Two questions (should) pass through your mind, namely (1) how much runway (i.e. ground roll) will I need, and (2) how much climb rate will I have after takeoff. While the second question is very important, and should definitely not be ignored (even if the FAA written exams don't emphasize it), that could be the subject of another newsletter article.

Now if you were flying the Piper Traumachicken or Cessna 152 that you took your initial flight training in, you would flip open the Pilot's Operating Handbook to the Performance section and read the charts to find your takeoff ground roll and initial climb rate. (At this point, you would probably decide to go somewhere else--personal experience.) Unfortunately, your kit/plans supplier didn't issue you takeoff data. What to do now?

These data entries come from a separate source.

Issue #125, opened 2018-04-05
Multiscalar multiplication with precomputation


hdevalence:
The current multiscalar API looks like:
```rust
pub fn multiscalar_mul<I, J>(scalars: I, points: J) -> RistrettoPoint
where
    I: IntoIterator,
    I::Item: Borrow<Scalar>,
    J: IntoIterator,
    J::Item: Borrow<RistrettoPoint>, 
```
This takes an iterator of scalars and an iterator of points, and computes `Q = c_1 P_1 + \cdots + c_n P_n`. This is super-flexible and very useful (it makes it easy to combine statements), but it doesn't allow precomputation.

To do that, we could create a struct (not sure about naming, let's say `MultiscalarPrecomputation` for now) that looks like:
```rust
struct MultiscalarPrecomputation {
    /// Takes points B_1, ..., B_m
    pub fn new<I>(points: I) -> Self
    where
        I: IntoIterator,
        I::Item: Borrow<Scalar>,
    { ... }

    /// Computes (a_1*A_1 + ... + a_n *A_n) + (b_1*B_1 + ... + b_m * B_n)
    pub fn multiscalar_mul<I,J,K>(
        dynamic_scalars: I, 
        dynamic_points: J,
        static_scalars: K,
    ) -> RistrettoPoint
    where
        I: IntoIterator,
        I::Item: Borrow<Scalar>,
        J: IntoIterator,
        J::Item: Borrow<RistrettoPoint>,
        K: IntoIterator,
        K::Item: Borrow<Scalar>,
    { ... }
}
```
This API would let us cover every combination of static/dynamic points, and because the precomputation is opaque, it means that we can pick what kind of static data we want to use depending on the backend implementation. This would supersede #79.

hdevalence:
I think that a basic version of this would be easy to implement using the existing scalar mul code, but I'm not sure if it's worth doing before `1.0`.

hdevalence:
Some work-in-progress on this is in the https://github.com/dalek-cryptography/curve25519-dalek/tree/feature/multiscalar-traits branch.

This has an additional upshot: by eliminating the bare functions and the `vartime` modules, we would have the option (if we wanted) to expose a flat API namespace.

hdevalence:
Work-in-progress traits for constant-time and variable-time multiscalar multiplication here: https://github.com/dalek-cryptography/curve25519-dalek/commit/8f659c32096af0c5593050e0a496b4683225e663

[...]

PR #220, opened 2018-12-26
Improve points being used in data structures

burdges:
In multi party protocols, there are situations where indexing some data structure with a public key comes in handy, so this adds various `#[derive(..)]` to `CompressedRistretto`.  

In addition, this adds a `RistrettoBoth` both convenience type, which requires extensive boilerplate itself, but makes it easy to keep compressed and uncompressed forms together.  If used properly, I believe `RistrettoBoth` should reduce implementation errors, improve readability, simplify indexing data structure, and maybe facilitate performance improvements like https://github.com/dalek-cryptography/ed25519-dalek/issues/61 

In essence, `RistrettoBoth` acts like a `CompressedRistretto` that drags around `RistrettoPoint`, which you access by calling `.as_point()`.  I therefore did not implement constant time or arithmetic operation traits for it, but..

### DIFF
--- a/Cargo.toml
+++ b/Cargo.toml
@@ -1,6 +1,6 @@
 [package]
 name = "curve25519-dalek"
-version = "0.21.0"
+version = "1.0.0-pre.0"
 authors = ["Isis Lovecruft <isis@patternsinthevoid.net>",
            "Henry de Valence <hdevalence@hdevalence.ca>"]
 readme = "README.md"
--- a/Cargo.toml
+++ b/Cargo.toml
@@ -45,7 +45,7 @@ rand = { version = "0.5", default-features = false }
 byteorder = { version = "^1.2.3", default-features = false, features = ["i128"] }
 digest = { version = "0.8", default-features = false }
 clear_on_drop = "=0.2.3"
-subtle = { version = "1", default-features = false }
+subtle = { version = "2", default-features = false }
 serde = { version = "1.0", optional = true }
 packed_simd = { version = "0.3.0", features = ["into_bits"], optional = true }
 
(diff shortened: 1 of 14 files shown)


hdevalence:
Thanks for this PR.

The additional derives for `CompressedRistretto` might be reasonable, and it would be good to have them in a separate PR based off of the current `develop` branch for discussion just for those. (I would like to think about what it means for us to advertise a point as being `Ord`, for instance, before merging it).

 I'm not sure if we want to add the `RistrettoBoth` API. In the next few months, I'm planning to update and merge the code I wrote that provides a precomputation API (#125), which might supersede the precomputation use-case, and I'm not sure it's better to allow API clients to not think about the serialization/validation operation.  For Ed25519, it makes sense to factor the public-key decompression into the `PublicKey` struct, but this might not be the case for other protocols, and in our Bulletproofs implementation, we arrange the code so that we don't need to maintain a pair of points.

burdges:
Cool.  Yeah cosmetic things like this should wait until any relevant.  :) 

Yes, it's true protocol implementors could simply accept `RistrettoBoth` types instead of creating their own public key type, which should often have an error type with deserialization errors, like Ed25519, but the protocol implementor can reason about the deserialization failures better than users.  In principle implementors can abuse `RistrettoPoint` similarly though, so at least `RistrettoBoth` gives a venue to explain this worry.  <shrug>

hdevalence:
It might be a good idea - if it ends up being useful in a bunch of libraries that use curve25519-dalek, I wouldn't be opposed to adding it, I would just like to wait on it.

burdges:
There is a minor mistake in the `PartialEq` and `Eq` definition for `RistrettoBoth` here, probably either they should be derived, and thus compare the point too, or else the fields should be kept private to the module.

burdges:
I increasingly find this "both" approach slightly distasteful.  It might be best to provide a both type but actually use some trait so that deserialization can be delayed until `optional_multiscalar_mul`.  I originally considered using a trait that worked for multiple stages of being decompressed to be too much magic but maybe it's fine.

Fortunately, during your 40 hours of test time, you were faithfully recording flight test data, including takeoff data (ground roll, liftoff airspeed, pressure altitude, density, and winds), according to the "Scotty 'Doc' Horowitz's Generic Homebuilt Flight Test Plan" (yet to be published due to excessive demands the government places on its astronaut's time...don't they understand priorities?). However, all of your data is for varying density altitudes, wind conditions, and aircraft weights. Besides, all of the density altitudes were in the neighborhood of 2000 to 3000 ft. How do you extrapolate that up (or down) to other altitudes and conditions?

Well, it would be nice to think "Hey, this article is being written by a professional flight test engineer, and certainly the USAF Test Pilot School gave him some easy mathematical formula (probably on a spreadsheet) to quickly and easily solve my dilemma." Yea, that would be nice. But, hey! It just isn't going to happen! Why not? Read on.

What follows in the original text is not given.